Zhang Peiheng, Gao Ying, Wu Honghua, Zhang Jian, Zhang Junqing
Department of Endocrinology, Peking University First Hospital, Beijing 100034, China.
Beijing Da Xue Xue Bao Yi Xue Ban. 2024 Oct 18;56(5):923-927. doi: 10.19723/j.issn.1671-167X.2024.05.027.

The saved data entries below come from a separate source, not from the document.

PR #1917, opened 2018-07-12
Add requirements for fixing <2.7.9 ssl issue

dannyroberts:
@pr33thi here's my plan for keeping the fix for the python ssl issue in code, once https://github.com/dimagi/commcare-cloud/pull/1915 is merged.


requirements.txt
```diff
@@ -2,7 +2,7 @@
 # This file is autogenerated by pip-compile
 # To update, run:
 #
-#    pip-compile --output-file requirements.txt setup.py
+#    pip-compile --output-file requirements.txt setup.py requirements-python-lt-2.7.9-ssl-issue.in
```
pr33thi: what's this doing?

dannyroberts: This file is auto-generated by running `pip-compile --output-file requirements.txt setup.py requirements-python-lt-2.7.9-ssl-issue.in`, and it includes the command that generated in this comment so you know how to regenerate it. Does that answer your question?

pr33thi: Specifically I meant what is the addition of `requirements-python-lt-2.7.9-ssl-issue.in` doing?

dannyroberts: Ah, okay. So I'll interpret your question in two different ways and try to answer each. If neither's the way you meant it, we can try another round :)

_What is `pip-compile`'s argument structure, and how is the addition of this last argument (`requirements-python-lt-2.7.9-ssl-issue.in`) interpreted?_ Here's `pip-compile`'s help output:
```
$ pip-compile --help
Usage: pip-compile [OPTIONS] [SRC_FILES]...
[...]
  -o, --output-file TEXT          Output file name. Required if more than one
                                  input file is given. Will be derived from
                                  input file otherwise.
[...]
```
So here `--output-file requirements.txt` is one of the `OPTIONS` just saying where to put the output (this file). The other two arguments (`setup.py` and `requirements-python-lt-2.7.9-ssl-issue.in`) are `SRC_FILES`. `pip-compile` allows source files of a few different formats. 
- One of them is the `setup.py` that is the standard for python packaging (putting things on pypi, etc.), where it reads dependencies from the [`install_requires`](https://github.com/dimagi/commcare-cloud/blob/dda476fdddcd15305baaf61b16648ae5f336392b/setup.py#L27-L49) argument of the base `setup(...)` call.
- Another is a "`.in`" file which lists requirements in the `requirements.txt` format, i.e. one requirement per line, where each line could be appended to `pip install` to install that dependency, which is the format that `pip install -r <file>` accepts as well. It's called an '`.in`' file because unlike `requirements.txt`, it doesn't contain the entire dependency tree with versions pinned; instead it contains just the direct dependencies, with versions unpinned, or restricted to a version range if deemed necessary.

_Why is `requirements-python-lt-2.7.9-ssl-issue.in` in a separate file instead of just adding those as dependencies to `setup.py`?_ I wanted to make it clear that these dependencies were being added to fix this bug, which only affects some environments, and not because anything in the code calls these libraries directly. Although I'm not sure if there's some standard convention for doing this (my guess knowing how fragmented python versioning & packaging tools are is that there isn't), I chose this as hopefully the most approachable and explicit way of separating it out.

In the end, `pip-compile` takes the list of requirements from both commcare-cloud's `setup.py` file and the `requirements-python-lt-2.7.9-ssl-issue.in` file—each of which has (or will have) loosely defined version ranges rather than fully pinned versions—reconciles them, and then dumps a pip-freeze of the result to requirements.txt, in which every requirement is pinned to a specific version and every requirement in the dependency tree (not just the direct dependencies) is included.

pr33thi: That makes sense, thanks for the thorough answer!

PR #1957, opened 2018-07-25
add more saved export workers

calellowitz:
@mkangia @NitigyaS 
To deal with the saved export woes on prod

### DIFF
--- a/environments/production/app-processes.yml
+++ b/environments/production/app-processes.yml
@@ -70,7 +70,7 @@ celery_processes:
       concurrency: 8
       max_tasks_per_child: 5
     saved_exports_queue:
-      concurrency: 4
+      concurrency: 6
       max_tasks_per_child: 1
       optimize: True
   hqcelery4.internal-va.commcarehq.org:


environments/production/app-processes.yml
```diff
@@ -70,7 +70,7 @@ celery_processes:
       concurrency: 8
       max_tasks_per_child: 5
     saved_exports_queue:
-      concurrency: 4
+      concurrency: 6
```
mkangia: Is the machine capable of doing more processes in parallel?
is it possible to add a worker to a different machine instead and keep concurrency of 4 there as well. This would help stretch to 8 without burdening this machine further?

calellowitz: Current memory usage on that machine is a little below 50% and cpu usage seems to be about 30%. I think it can hand the extra two processes, and perhaps even four more to get to eight, although I wanted to start small. I am not sure we have another celery machine with less load than this, but I don't think it has to be on this machine if there is a better candidate.

mkangia: Sounds good. Though i think 6 would be better than 6 since the queue is continuously blocked at times, with consecutive exports blocking the worker.. but good to try with 6 if you think.

PR #1959, opened 2018-07-25
Fix disconnects in fullstack deploy

pr33thi:
1. Make an option to not run the `record_successful_release` task (which often errors during fullstack deploy and isn't actually necessary)
2. Remove non-required celery processes which seemed to be taking up too much memory.

### DIFF
--- a/commcare-cloud-bootstrap/environment/app-processes.yml.j2
+++ b/commcare-cloud-bootstrap/environment/app-processes.yml.j2
@@ -9,7 +9,7 @@ celery_processes:
       concurrency: 1
     sms_queue, export_download_queue:
       concurrency: 1
-#    reminder_queue,submission_reprocessing_queue,ucr_indicator_queue,ucr_queue:
+#    reminder_queue,submission_reprocessing_queue,ucr_indicator_queue,ucr_queue, celery_periodic:
 #      concurrency: 1
     flower: {}
 pillows:
--- a/commcare-cloud-bootstrap/environment/app-processes.yml.j2
+++ b/commcare-cloud-bootstrap/environment/app-processes.yml.j2
@@ -1,16 +1,14 @@
 celery_processes:
   {{ celery_host.name }}:
     beat: {}
-    celery_periodic:
-      concurrency: 4
-#    async_restore_queue,background_queue,case_rule_queue,celery,export_download_queue:
-#      concurrency: 1
-#    email_queue,reminder_case_update_queue:
-#      concurrency: 1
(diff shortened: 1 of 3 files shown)


src/commcare_cloud/fab/fabfile.py
```diff
@@ -579,8 +579,9 @@ def _deploy_without_asking():
         execute(check_servers.perform_system_checks)
         execute_with_timing(release.update_current)
         silent_services_restart()
-        execute_with_timing(release.record_successful_release)
-        execute_with_timing(release.record_successful_deploy)
+        if skip_record == 'no':
```
nickpell: Should this be ```if skip_record == 'yes'```?  Or am I not understanding how this code works?

nickpell: Whoops, I see it now - double negative.

commcare-cloud-bootstrap/environment/app-processes.yml.j2
```diff
@@ -1,15 +1,13 @@
...
-      concurrency: 4
-    async_restore_queue,background_queue,case_rule_queue,celery,export_download_queue:
+    background_queue,case_rule_queue,celery,export_download_queue:
       concurrency: 1
     email_queue,reminder_case_update_queue:
       concurrency: 1
-    reminder_rule_queue,reminder_queue,repeat_record_queue,saved_exports_queue:
+    reminder_rule_queue,repeat_record_queue,saved_exports_queue:
       concurrency: 1
-    sms_queue,submission_reprocessing_queue,ucr_indicator_queue,ucr_queue:
```
dannyroberts: Is it worth adding these back in commented-out form? Since this has already been used for spinning up test servers, it'd be nice if at least all you had to do to get these back was uncomment some lines.

pr33thi: Can do. Is there any reason that these were split up the way that they were? If it was just for visual reasons, I can put all the commented out ones in the same line.

dannyroberts: We have it configured so that multiple queues can be consumed by the same process—so putting queue names together on the same lime, comma-separated, makes them all get processed in one process. We do that mainly to conserve memory.

So yeah, I think putting the commented out ones all on the same line comma separated is a reasonable idea. Then if someone uncomments them, they get a relatively memory-conserving default.

pr33thi: cool, fixed here:
https://github.com/dimagi/commcare-cloud/pull/1959/commits/3b905872d069604b7c8196677340e9b9547748bd

PR #1961, opened 2018-07-26
Add enikshay-reference environment

proteusvacuum:


environments/enikshay-reference/app-processes.yml
```diff
@@ -0,0 +1,64 @@
...
+#    UpdateUserSyncHistoryPillow:
+#      num_processes: 1
+#    UserCacheInvalidatePillow:
+#      num_processes: 1
+#    UserGroupsDbKafkaPillow:
+#      num_processes: 1
+#    UserPillow:
+#      num_processes: 1
+#    XFormToElasticsearchPillow:
+#      num_processes: 1
```
esoergel: Are you leaving this in here as a way of documenting that we're intentionally not running them?

proteusvacuum: this was all auto-generated by `commcare-cloud-bootstrap`, but yeah, mostly leaving it as documentation.

proteusvacuum:
@pr33thi I ran this last week some time, and it mostly worked fine.

environments/enikshay-reference/app-processes.yml
pr33thi: Yeah, that's commented out in the template file because it only gets used for provable full stack deploy (before this pr anyway), and having a bunch of pillows leads to the memory getting filled up on the `t2.micro` aws instances we use. And they aren't necessary for proving that the deploy worked, so they are commented out. Because this env is only for reference, I'm assuming that it doesn't matter that they're commented out here too

PR #1965, opened 2018-07-26
Username in settings should be a list

pr33thi:
Must have missed this one for this pr: 
https://github.com/dimagi/commcare-cloud/pull/1815

Noticed it because it gets hit when running fullstack deploy from travis.

### DIFF
--- a/commcare-cloud-bootstrap/commcare_cloud_bootstrap.py
+++ b/commcare-cloud-bootstrap/commcare_cloud_bootstrap.py
@@ -67,7 +67,7 @@ class AwsConfig(StrictJsonObject):
 
 
 class Settings(StrictJsonObject):
-    users = jsonobject.ListProperty(unicode, default='dimagi', required=True)
+    users = jsonobject.ListProperty(unicode, required=True)
 
 
 class Allocation(StrictJsonObject):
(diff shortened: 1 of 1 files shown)


commcare-cloud-bootstrap/commcare_cloud_bootstrap.py
```diff
@@ -67,7 +67,7 @@ def wrap(cls, data):
 
 
 class Settings(StrictJsonObject):
-    users = jsonobject.StringProperty(default='dimagi')
+    users = jsonobject.ListProperty(unicode, default='dimagi', required=True)
```
gcapalbo: does the default value also need to be a list or it's ok to leave as is?

pr33thi: Good point. I don't see why the usernames shouldn't be specified so I removed the default entirely: https://github.com/dimagi/commcare-cloud/pull/1965/commits/6dfdf01e88cddac32b6e374b8884854e224494eb

Is that being used somewhere that I'm not seeing @dannyroberts ?

pr33thi:
I was barking up the wrong tree with this, closing this pr and opening this one with the right fix:
https://github.com/dimagi/commcare-cloud/pull/1967

PR #1967, opened 2018-07-26
The username setting should be a string at this level

pr33thi:


dannyroberts:
I think you're other PR was also a reasonable approach for what it's worth, though I agree it needed a bit more work before it'd work (like editing `meta.yml.j2` to match), and this is a more direct solution to the problem you're seeing.

pr33thi:
@dannyroberts agreed

PR #1970, opened 2018-07-26
Update the ami to match the provable deploy ami

pr33thi:


.travis/spec.yml
```diff
@@ -1,6 +1,6 @@
 aws_config:
   pem: /home/travis/.ssh/commcarehq_testing.pem
-  ami: ami-7dce6507
+  ami: ami-e317729c
```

The objective was to report a relatively rare case of fulminant type 1 diabetes (FT1DM) complicated with acute pancreatitis (AP), to summarize the characteristics as well as experience of diagnosis and treatment, and to explore its pathogenesis. Clinical data of a case of FT1DM complicated with AP in the Department of Endocrinology of our hospital were analyzed retrospectively. A 66-year-old male presented with acute fever and abdominal pain, accompanying with the significantly elevated pancreatic enzymes, and his abdominal CT scan showed exudation around the pancreas. The clinical manifestations mentioned above were consistent with the diagnosis of AP. Five days after onset, the patient developed clinical symptoms, such as obvious thirst, polyuria, polyasthenia and fatigue. Meanwhile, his plasma glucose increased significantly and the diabetic ketoacidosis (DKA) occurred. The patient's fasting and postprandial 2 hours C peptide decreased significantly (all 0.02 μg/L), glycated hemoglobin level was not high (6%), and his islet-related autoantibodies were undetectable. Thus, the patient could be diagnosed with FT1DM. After the treatment of fasting, fluid replacement, anti-infection, somatostatin, anticoagulation and intravenous insulin sequential subcutaneous insulin pump, the patient gained the alleviation of pancreatitis, restoration of oral intake, and relatively stable blood glucose levels. Summarizing the characte-ristics of this case and reviewing the literature, FT1DM complicated with AP was relatively rare in FT1DM. Its common characteristics were described below: (1) Most cases started with AP and the blood glucose elevated within 1 week, or some cases had the simultaneously onset of AP and FT1DM. (2) The clinical course of AP was short and relieved no more than 1 week; Pancreatic imaging could completely return to normal within 1 to 4 weeks after onset. (3) The etiology of AP most was idiopathic; The elevation of pancreatic enzyme level was slight and the recovery was rapidly compared with AP of other etiologies. FT1DM could be complicated with AP, which was different from the physiological manifestations of pancreatic disease in general FT1DM patients. Virus infection mignt be the common cause of AP and FT1DM, and AP might be the early clinical manifestation of some FT1DM. The FT1DM patients developed with abdominal pain was easy to be missed, misdiagnosed and delayed, which should receive more attention in clinic.
目的是报告1例相对罕见的暴发性1型糖尿病(FT1DM)合并急性胰腺炎(AP)的病例,总结其诊断和治疗特点及经验,并探讨其发病机制。回顾性分析我院内分泌科1例FT1DM合并AP患者的临床资料。1例66岁男性患者,以急性发热和腹痛起病,伴有胰酶显著升高,腹部CT扫描显示胰腺周围渗出。上述临床表现符合AP诊断。发病5天后,患者出现明显口渴、多尿、多食、乏力等临床症状。同时,血糖显著升高,发生糖尿病酮症酸中毒(DKA)。患者空腹及餐后2小时C肽显著降低(均为0.02μg/L),糖化血红蛋白水平不高(6%),胰岛相关自身抗体检测不到。因此,该患者可诊断为FT1DM。经过禁食、补液、抗感染、生长抑素、抗凝及静脉胰岛素序贯皮下胰岛素泵治疗后,患者胰腺炎缓解,恢复经口进食,血糖水平相对稳定。总结该病例特点并复习文献,FT1DM合并AP在FT1DM中相对少见。其共同特点如下:(1)多数病例以AP起病,血糖在1周内升高,部分病例AP与FT1DM同时起病。(2)AP临床病程短,不超过1周缓解;发病后1至4周胰腺影像学可完全恢复正常。(3)AP病因多为特发性;与其他病因的AP相比,胰酶水平升高轻微且恢复快。FT1DM可合并AP,这与一般FT1DM患者胰腺疾病的临床表现不同。病毒感染可能是AP和FT1DM的共同病因,AP可能是部分FT1DM的早期临床表现。以腹痛为表现的FT1DM患者易被漏诊、误诊及延误,临床应予以更多关注。